*Brief*:
Among the entries below, find the lines with the word "files" and copy them.

■ ■ ■ ■ ■

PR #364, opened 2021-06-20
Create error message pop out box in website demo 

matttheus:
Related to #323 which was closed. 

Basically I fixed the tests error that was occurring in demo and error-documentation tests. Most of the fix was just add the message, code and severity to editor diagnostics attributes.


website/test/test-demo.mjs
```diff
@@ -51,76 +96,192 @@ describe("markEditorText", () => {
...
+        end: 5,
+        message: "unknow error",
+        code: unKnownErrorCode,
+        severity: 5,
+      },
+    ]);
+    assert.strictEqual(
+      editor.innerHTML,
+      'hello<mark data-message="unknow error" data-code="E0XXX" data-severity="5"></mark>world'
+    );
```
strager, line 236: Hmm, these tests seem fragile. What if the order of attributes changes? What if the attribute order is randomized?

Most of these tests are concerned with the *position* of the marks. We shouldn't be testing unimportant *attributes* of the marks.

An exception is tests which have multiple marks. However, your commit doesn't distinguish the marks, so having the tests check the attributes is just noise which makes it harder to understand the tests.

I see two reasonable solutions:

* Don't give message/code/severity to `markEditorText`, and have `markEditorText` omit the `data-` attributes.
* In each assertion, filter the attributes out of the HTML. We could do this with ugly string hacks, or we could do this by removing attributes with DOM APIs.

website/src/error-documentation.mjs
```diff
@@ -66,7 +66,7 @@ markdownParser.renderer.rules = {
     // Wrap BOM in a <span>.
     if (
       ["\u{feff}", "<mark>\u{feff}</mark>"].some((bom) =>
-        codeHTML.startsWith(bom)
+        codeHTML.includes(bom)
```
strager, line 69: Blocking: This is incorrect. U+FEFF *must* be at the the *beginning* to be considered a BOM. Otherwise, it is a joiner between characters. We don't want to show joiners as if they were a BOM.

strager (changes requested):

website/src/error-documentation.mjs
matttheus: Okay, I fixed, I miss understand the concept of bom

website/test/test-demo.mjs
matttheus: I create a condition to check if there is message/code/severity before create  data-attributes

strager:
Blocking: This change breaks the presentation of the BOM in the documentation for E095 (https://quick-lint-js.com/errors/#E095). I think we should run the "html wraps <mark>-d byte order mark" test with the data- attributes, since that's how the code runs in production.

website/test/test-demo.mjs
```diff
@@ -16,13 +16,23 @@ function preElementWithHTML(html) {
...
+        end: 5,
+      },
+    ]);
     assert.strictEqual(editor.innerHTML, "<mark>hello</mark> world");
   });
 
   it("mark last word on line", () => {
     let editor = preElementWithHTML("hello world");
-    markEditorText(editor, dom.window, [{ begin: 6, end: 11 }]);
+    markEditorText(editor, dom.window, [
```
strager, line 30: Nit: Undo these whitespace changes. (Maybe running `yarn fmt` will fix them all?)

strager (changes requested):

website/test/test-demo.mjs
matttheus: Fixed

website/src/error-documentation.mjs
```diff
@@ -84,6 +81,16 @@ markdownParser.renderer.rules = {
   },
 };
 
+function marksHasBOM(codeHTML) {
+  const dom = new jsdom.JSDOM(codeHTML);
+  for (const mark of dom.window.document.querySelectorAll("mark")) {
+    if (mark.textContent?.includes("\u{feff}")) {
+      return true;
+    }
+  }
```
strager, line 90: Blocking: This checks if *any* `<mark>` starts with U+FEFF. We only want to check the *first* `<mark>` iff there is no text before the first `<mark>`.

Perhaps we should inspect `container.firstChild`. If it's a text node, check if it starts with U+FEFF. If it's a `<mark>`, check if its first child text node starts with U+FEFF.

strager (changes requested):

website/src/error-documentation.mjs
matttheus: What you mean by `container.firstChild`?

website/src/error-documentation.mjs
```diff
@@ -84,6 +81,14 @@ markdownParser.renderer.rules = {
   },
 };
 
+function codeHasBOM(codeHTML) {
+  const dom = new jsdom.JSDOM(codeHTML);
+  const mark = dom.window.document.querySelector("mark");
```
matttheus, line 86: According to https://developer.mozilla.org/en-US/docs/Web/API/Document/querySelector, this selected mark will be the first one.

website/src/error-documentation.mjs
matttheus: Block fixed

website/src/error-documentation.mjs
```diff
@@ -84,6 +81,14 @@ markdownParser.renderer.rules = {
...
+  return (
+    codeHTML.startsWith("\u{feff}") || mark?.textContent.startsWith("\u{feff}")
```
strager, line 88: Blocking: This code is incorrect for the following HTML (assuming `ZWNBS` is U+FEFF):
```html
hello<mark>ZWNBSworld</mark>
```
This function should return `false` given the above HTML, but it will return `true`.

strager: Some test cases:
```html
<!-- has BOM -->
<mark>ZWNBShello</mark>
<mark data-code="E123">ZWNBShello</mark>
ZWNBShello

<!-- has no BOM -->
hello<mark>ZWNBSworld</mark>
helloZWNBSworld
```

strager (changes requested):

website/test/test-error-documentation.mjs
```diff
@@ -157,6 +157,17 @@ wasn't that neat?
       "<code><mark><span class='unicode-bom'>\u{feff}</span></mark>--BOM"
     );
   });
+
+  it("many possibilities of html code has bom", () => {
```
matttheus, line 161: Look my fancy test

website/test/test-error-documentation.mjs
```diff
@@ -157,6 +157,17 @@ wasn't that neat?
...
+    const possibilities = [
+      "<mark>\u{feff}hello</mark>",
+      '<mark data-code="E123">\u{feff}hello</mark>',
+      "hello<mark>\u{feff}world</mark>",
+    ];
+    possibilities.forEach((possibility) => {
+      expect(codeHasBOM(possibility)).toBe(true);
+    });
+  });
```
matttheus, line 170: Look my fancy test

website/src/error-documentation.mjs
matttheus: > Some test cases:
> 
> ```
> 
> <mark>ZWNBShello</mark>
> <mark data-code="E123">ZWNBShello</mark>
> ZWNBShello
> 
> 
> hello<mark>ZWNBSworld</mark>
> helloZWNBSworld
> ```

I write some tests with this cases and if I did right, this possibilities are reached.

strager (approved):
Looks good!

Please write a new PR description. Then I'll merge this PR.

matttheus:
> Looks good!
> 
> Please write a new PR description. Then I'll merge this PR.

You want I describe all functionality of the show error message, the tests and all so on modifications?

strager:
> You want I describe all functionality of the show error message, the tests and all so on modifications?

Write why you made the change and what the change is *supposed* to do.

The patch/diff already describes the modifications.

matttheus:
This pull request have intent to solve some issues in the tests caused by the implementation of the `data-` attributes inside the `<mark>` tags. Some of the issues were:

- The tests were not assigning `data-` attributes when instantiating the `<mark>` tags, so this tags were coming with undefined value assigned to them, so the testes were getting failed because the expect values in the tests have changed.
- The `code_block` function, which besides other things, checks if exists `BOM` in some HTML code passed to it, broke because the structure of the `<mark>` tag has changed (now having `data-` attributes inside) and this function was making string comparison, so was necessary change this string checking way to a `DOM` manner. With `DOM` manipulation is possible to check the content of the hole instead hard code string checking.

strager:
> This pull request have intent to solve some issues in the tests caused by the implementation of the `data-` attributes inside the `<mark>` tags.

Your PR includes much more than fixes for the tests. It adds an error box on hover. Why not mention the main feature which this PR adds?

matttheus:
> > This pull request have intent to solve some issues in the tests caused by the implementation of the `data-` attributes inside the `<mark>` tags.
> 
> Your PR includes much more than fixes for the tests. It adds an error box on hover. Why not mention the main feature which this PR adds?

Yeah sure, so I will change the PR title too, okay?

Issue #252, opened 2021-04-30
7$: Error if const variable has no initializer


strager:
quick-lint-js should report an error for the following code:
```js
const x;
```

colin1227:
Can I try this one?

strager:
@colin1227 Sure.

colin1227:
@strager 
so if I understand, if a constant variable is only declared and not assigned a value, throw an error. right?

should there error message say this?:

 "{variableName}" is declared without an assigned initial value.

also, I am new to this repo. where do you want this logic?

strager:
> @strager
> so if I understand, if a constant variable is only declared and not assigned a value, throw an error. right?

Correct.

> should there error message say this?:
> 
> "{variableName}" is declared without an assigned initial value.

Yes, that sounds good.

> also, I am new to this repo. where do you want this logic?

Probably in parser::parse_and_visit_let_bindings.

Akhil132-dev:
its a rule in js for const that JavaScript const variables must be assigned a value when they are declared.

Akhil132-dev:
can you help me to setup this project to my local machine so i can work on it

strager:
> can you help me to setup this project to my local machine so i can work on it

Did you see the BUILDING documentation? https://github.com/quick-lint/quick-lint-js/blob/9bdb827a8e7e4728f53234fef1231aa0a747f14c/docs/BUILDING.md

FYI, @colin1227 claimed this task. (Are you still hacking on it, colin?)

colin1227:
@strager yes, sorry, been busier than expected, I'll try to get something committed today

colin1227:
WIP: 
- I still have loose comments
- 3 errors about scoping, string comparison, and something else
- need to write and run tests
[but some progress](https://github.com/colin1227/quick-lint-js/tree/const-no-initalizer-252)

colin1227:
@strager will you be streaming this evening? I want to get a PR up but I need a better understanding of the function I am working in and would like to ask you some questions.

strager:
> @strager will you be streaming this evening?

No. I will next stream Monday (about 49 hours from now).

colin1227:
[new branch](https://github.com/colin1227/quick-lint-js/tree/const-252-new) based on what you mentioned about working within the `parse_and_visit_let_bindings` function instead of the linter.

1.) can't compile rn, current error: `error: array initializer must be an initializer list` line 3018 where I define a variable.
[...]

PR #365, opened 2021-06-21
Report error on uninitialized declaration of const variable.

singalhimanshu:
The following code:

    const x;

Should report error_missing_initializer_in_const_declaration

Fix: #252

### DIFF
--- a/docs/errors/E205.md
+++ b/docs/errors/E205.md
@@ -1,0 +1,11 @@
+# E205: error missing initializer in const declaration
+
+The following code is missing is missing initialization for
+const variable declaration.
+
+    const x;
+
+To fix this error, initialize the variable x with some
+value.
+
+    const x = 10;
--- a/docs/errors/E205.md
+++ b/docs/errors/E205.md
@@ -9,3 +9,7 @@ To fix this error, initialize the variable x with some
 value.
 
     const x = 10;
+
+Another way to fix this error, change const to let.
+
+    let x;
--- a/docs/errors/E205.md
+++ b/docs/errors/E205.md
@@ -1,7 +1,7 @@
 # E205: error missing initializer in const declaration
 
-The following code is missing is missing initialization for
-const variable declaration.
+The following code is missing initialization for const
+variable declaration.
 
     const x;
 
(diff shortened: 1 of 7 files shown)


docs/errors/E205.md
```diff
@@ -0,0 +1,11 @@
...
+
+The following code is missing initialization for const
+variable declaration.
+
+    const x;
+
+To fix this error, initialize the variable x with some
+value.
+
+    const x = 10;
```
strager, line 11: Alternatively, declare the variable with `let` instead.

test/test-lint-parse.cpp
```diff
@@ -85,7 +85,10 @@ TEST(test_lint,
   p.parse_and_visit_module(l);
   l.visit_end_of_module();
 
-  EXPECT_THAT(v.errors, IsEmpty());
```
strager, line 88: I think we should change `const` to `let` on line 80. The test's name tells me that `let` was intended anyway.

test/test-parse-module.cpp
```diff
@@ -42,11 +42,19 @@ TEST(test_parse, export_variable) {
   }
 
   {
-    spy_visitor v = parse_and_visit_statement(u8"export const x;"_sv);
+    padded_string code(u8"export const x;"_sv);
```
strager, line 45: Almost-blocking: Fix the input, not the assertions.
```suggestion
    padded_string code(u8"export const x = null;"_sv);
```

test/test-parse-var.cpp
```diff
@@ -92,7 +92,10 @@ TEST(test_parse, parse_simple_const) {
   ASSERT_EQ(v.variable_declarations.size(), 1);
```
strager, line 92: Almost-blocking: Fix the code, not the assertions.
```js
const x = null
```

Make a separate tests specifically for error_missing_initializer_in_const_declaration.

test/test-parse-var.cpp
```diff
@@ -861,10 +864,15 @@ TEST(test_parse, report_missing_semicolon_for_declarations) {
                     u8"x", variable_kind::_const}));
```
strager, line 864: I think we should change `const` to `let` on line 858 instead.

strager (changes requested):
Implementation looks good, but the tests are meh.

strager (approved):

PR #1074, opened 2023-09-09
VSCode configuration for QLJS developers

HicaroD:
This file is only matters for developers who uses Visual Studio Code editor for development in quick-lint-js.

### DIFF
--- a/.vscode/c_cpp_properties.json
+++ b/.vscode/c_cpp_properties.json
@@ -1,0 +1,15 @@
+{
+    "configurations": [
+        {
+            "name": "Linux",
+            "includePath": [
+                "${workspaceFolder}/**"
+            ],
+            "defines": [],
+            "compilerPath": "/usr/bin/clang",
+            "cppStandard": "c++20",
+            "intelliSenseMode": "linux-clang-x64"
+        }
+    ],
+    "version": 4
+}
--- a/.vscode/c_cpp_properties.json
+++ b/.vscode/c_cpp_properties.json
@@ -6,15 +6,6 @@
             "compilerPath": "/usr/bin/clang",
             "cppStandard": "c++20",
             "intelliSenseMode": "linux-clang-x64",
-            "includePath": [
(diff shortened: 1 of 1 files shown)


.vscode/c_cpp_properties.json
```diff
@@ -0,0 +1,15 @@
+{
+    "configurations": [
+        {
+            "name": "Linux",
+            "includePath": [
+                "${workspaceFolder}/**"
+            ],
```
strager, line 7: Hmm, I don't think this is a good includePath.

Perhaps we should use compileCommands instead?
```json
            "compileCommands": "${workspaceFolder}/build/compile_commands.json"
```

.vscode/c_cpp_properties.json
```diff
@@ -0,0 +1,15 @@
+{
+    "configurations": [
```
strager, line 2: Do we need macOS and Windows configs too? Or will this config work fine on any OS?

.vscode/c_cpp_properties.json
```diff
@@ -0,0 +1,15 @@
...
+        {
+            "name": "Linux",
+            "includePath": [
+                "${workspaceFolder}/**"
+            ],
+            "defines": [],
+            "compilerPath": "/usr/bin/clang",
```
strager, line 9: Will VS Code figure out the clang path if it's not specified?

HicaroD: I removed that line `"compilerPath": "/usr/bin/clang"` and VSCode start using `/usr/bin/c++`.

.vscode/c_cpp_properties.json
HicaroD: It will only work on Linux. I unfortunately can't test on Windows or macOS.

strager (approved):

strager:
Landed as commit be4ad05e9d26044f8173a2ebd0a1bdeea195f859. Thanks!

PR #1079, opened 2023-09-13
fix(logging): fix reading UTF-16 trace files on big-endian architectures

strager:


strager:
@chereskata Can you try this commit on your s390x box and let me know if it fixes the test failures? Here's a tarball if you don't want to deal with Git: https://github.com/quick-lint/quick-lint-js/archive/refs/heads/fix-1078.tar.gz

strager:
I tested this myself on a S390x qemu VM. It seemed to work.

■ ■ ■ ■ ■

*Solved problem*:
(diff shortened: 1 of 7 files shown)
(diff shortened: 1 of 1 files shown)
fix(logging): fix reading UTF-16 trace files on big-endian architectures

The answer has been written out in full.